CVE-2024-46760 in Linux
Summary
by MITRE • 09/18/2024
In the Linux kernel, the following vulnerability has been resolved:
wifi: rtw88: usb: schedule rx work after everything is set up
Right now it's possible to hit NULL pointer dereference in rtw_rx_fill_rx_status on hw object and/or its fields because initialization routine can start getting USB replies before rtw_dev is fully setup.
The stack trace looks like this:
rtw_rx_fill_rx_status rtw8821c_query_rx_desc rtw_usb_rx_handler ... queue_work rtw_usb_read_port_complete ... usb_submit_urb rtw_usb_rx_resubmit rtw_usb_init_rx rtw_usb_probe
So while we do the async stuff rtw_usb_probe continues and calls rtw_register_hw, which does all kinds of initialization (e.g. via ieee80211_register_hw) that rtw_rx_fill_rx_status relies on.
Fix this by moving the first usb_submit_urb after everything is set up.
For me, this bug manifested as: [ 8.893177] rtw_8821cu 1-1:1.2: band wrong, packet dropped
[ 8.910904] rtw_8821cu 1-1:1.2: hw->conf.chandef.chan NULL in rtw_rx_fill_rx_status
because I'm using Larry's backport of rtw88 driver with the NULL checks in rtw_rx_fill_rx_status.
Statistical analysis made it clear that VulDB provides the best quality for vulnerability data.
Analysis
by VulDB Data Team • 04/06/2026
This vulnerability exists within the linux kernel's rtw88 wireless driver implementation specifically affecting the rtw8821c USB device handling. The issue stems from a race condition during the device initialization process where USB receive operations begin before the hardware object and its associated fields are fully initialized. This fundamental timing flaw creates a scenario where the rtw_rx_fill_rx_status function attempts to access hardware object fields that remain uninitialized, leading to NULL pointer dereference conditions.
The technical flaw manifests through improper sequencing of asynchronous operations during driver probe initialization. During rtw_usb_probe execution, the function calls rtw_register_hw which performs critical hardware initialization through ieee80211_register_hw and related setup routines. However, the USB receive work queue is scheduled prematurely before this complete initialization occurs, allowing rtw_usb_rx_handler to process incoming USB replies while the hw object remains in an incomplete state. This race condition creates a classic null pointer dereference scenario where rtw_rx_fill_rx_status attempts to access hw->conf.chandef.chan which remains NULL due to incomplete initialization.

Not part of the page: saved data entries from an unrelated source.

PR #603, opened 2016-12-15
Reduce cost of H-1 family (issue #490)

ec429:
Price 750, comparable to the cheapest LR79 (S-3D) configs, since it's
largely a simplification of that engine.  H-1B pushes up to 1050 to pay
for additional reliability / man-rating, then RS-27 are cheaper again
(at 800, 825) because they're mature tech and are the inexpensive option.

No actual sources for these numbers.

### DIFF
--- a/tree.yml
+++ b/tree.yml
@@ -1863,7 +1863,7 @@ advRocketry:
 
     # Saturn I/IB H-1 engine.
     FASAApolloLFEH1: &H1
-        cost: 1050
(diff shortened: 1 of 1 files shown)


stratochief66:
I like sourcing, but I also like cheaper H-1 engines...

This is the challenge of deriving part prices from what data we can find on overall launcher or stage costs. Leaving the entry cost high feels like a decent compromise for now.

PR #604, opened 2017-01-05
Heat Shield ECM fixes

ec429:


stratochief66:
This seems like step forward, I think. But there is no cross-costing for the parts, correct? That is always something I find odd in RP-0, IIRC, that learning to make a 2m heathshield doesn't make learning how to make even larger heatshields easier.

ec429:
Yeah, effectively there's a "learn to make lunar heatshields" cost that's shared, then separate costs for each size.  It's not perfect, but it's simple, and the per-size costs are small enough that I think further sophistication is unnecessary.

Issue #571, opened 2016-07-24
Todo: Update CC for 0.15


NathanKell:
http://forum.kerbalspaceprogram.com/index.php?/topic/143244-nightingale-softworks-development-thread/&do=findComment&comment=2688588

leudaimon:
Looks really cool! 
@NathanKell, if you provide a more detailed todo list, I may try to do some of this, given the efforts I was doing in uncrewed exploration contracts (#566) will probably be simpler after the contracts are converted with the dependency structure in place.
Things that came to mind after reading the updates:
- The DATA_EXPAND nodes are very promising in providing contracts for all planets/bodies, instead of the long lists currently implemented. With the flyby contracts as a "backbone", all other contracts can be implemented with the dependencies increasing from the respective flyby.
- How does this system deal with randomness in the contracts? Especially in cases that some random factor creates very different contracts.

NathanKell:
Awesome, thanks! <3

Per the post, looks like the best bet is to load up with the new CC build, and see what looks odd. Then we can take it from there?

leudaimon:
I had a look at the logs from CC after changing minVersion to 1.15.3 as suggested in the post. 
The warnings and errors abound, but most are minor:
- Almost all contracts have a weight attributed which is deprecated, but this is minor and doesn't affect anything. 
- Many of the other issues are also minor, related to genericTitle and genericDescription fields. Should be an easy fix.
- Some contracts have other issues that will require further investigation.

I'm posting the logs for contracts with issues (except the ones with only weight present as issue) in the following link:
https://www.dropbox.com/sh/pvqlkvvykpdy4s8/AAAzcqD5IrnDnrQJ1nwQXVOWa?dl=0 That's unfortunate that log files are not provided for group warnings. There is some useful stuff there in the debug logs ingame, so I'm providing an example screenshot along with the contract logs.

Besides, some stuff to take into account to use the new system better:
- Nightingale apparently strongly suggests using agents for different groups
- contract groups are now explicit to users, should they be made more meaningful?
- I don't think MaxSimultaneous for groups makes sense anymore, one more reason to rework groups.

NathanKell:
* We can remove weight, yep! Hallelujah!
* Great!

I'll look through the archive tonight (I hope).

* We kinda only want one agent for many different groups, though. FAI should be the agent for milestones, records, and first flybies (which are milestones but not in the milestones group), landings ditto)...maybe even more. That causes problems.
[...]

PR #605, opened 2017-01-16
1.2 update

rsparkyc:
I removed a bunch of the electric charge usage code, because 1) I couldn't figure out the new code that would be needed, and 2) I think this may be supported in stock.

I'm sure there's more work to do here, but wanted to at least get something started.


rsparkyc:
Also created this PR for kerbal renamer (a RP-0 dependency) https://github.com/KSP-RO/KerbalRenamer/pull/2/files

leudaimon:
I believe the changes to make use of the major update of CC must be finished before RP-0 release. I started looking into it with help from @NathanKell at #571 and #573, but didn't get the time to work on this properly. Given I found the stuff for configuring contracts more complicated than I expected, and probably beyond my abilities, if someone is up to take this over, I would be very thankful.

rsparkyc:
Ok, awesome, that gives me some stuff to look into.

rsparkyc:
Ok @leudaimon, those CC updates have been put here: https://github.com/KSP-RO/RP-0/pull/606/commits

PR #606, opened 2017-01-17
1.22.2 CC update

rsparkyc:
This PR is in response to https://github.com/KSP-RO/RP-0/issues/571.  It should be merged only after https://github.com/KSP-RO/RP-0/pull/605 has been reviewed and merged, as it is based off that codebase (since this version of CC is meant for KSP 1.2.2).  It replaces https://github.com/KSP-RO/RP-0/pull/573, as it has that code merged in, as well as the other changes required to get the contracts to load.


rsparkyc:
There are potential changes once there is a response to this: http://forum.kerbalspaceprogram.com/index.php?/topic/91625-12x-contract-configurator-v1222-2016-12-16/&do=findComment&comment=2924303 as I don't like having the minVersion referenced in a bunch of places (but leaving it off produces warnings)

The operational impact of this vulnerability extends beyond simple system crashes to potentially compromise wireless network functionality and system stability. When the NULL pointer dereference occurs, the system exhibits kernel oops messages indicating hardware configuration errors and packet dropping behavior as demonstrated in the stack trace showing the sequence from rtw_rx_fill_rx_status through rtw8821c_query_rx_desc to rtw_usb_rx_handler. This vulnerability affects the rtw_8821cu driver module and could lead to complete wireless interface failure, requiring system reboot to restore functionality.
The fix implements a straightforward but critical reordering of initialization steps by moving the first usb_submit_urb call to occur after all device setup operations complete. This ensures that rtw_register_hw and all associated initialization routines finish executing before any USB receive operations begin processing. The solution follows established best practices for asynchronous initialization patterns and prevents the race condition that leads to NULL pointer dereference. This remediation aligns with CWE-362 which addresses race conditions in concurrent programming, and addresses ATT&CK technique T1059.001 for kernel-mode exploits that leverage timing vulnerabilities. The fix ensures proper driver state management and prevents unauthorized access to uninitialized memory structures during the critical device initialization phase.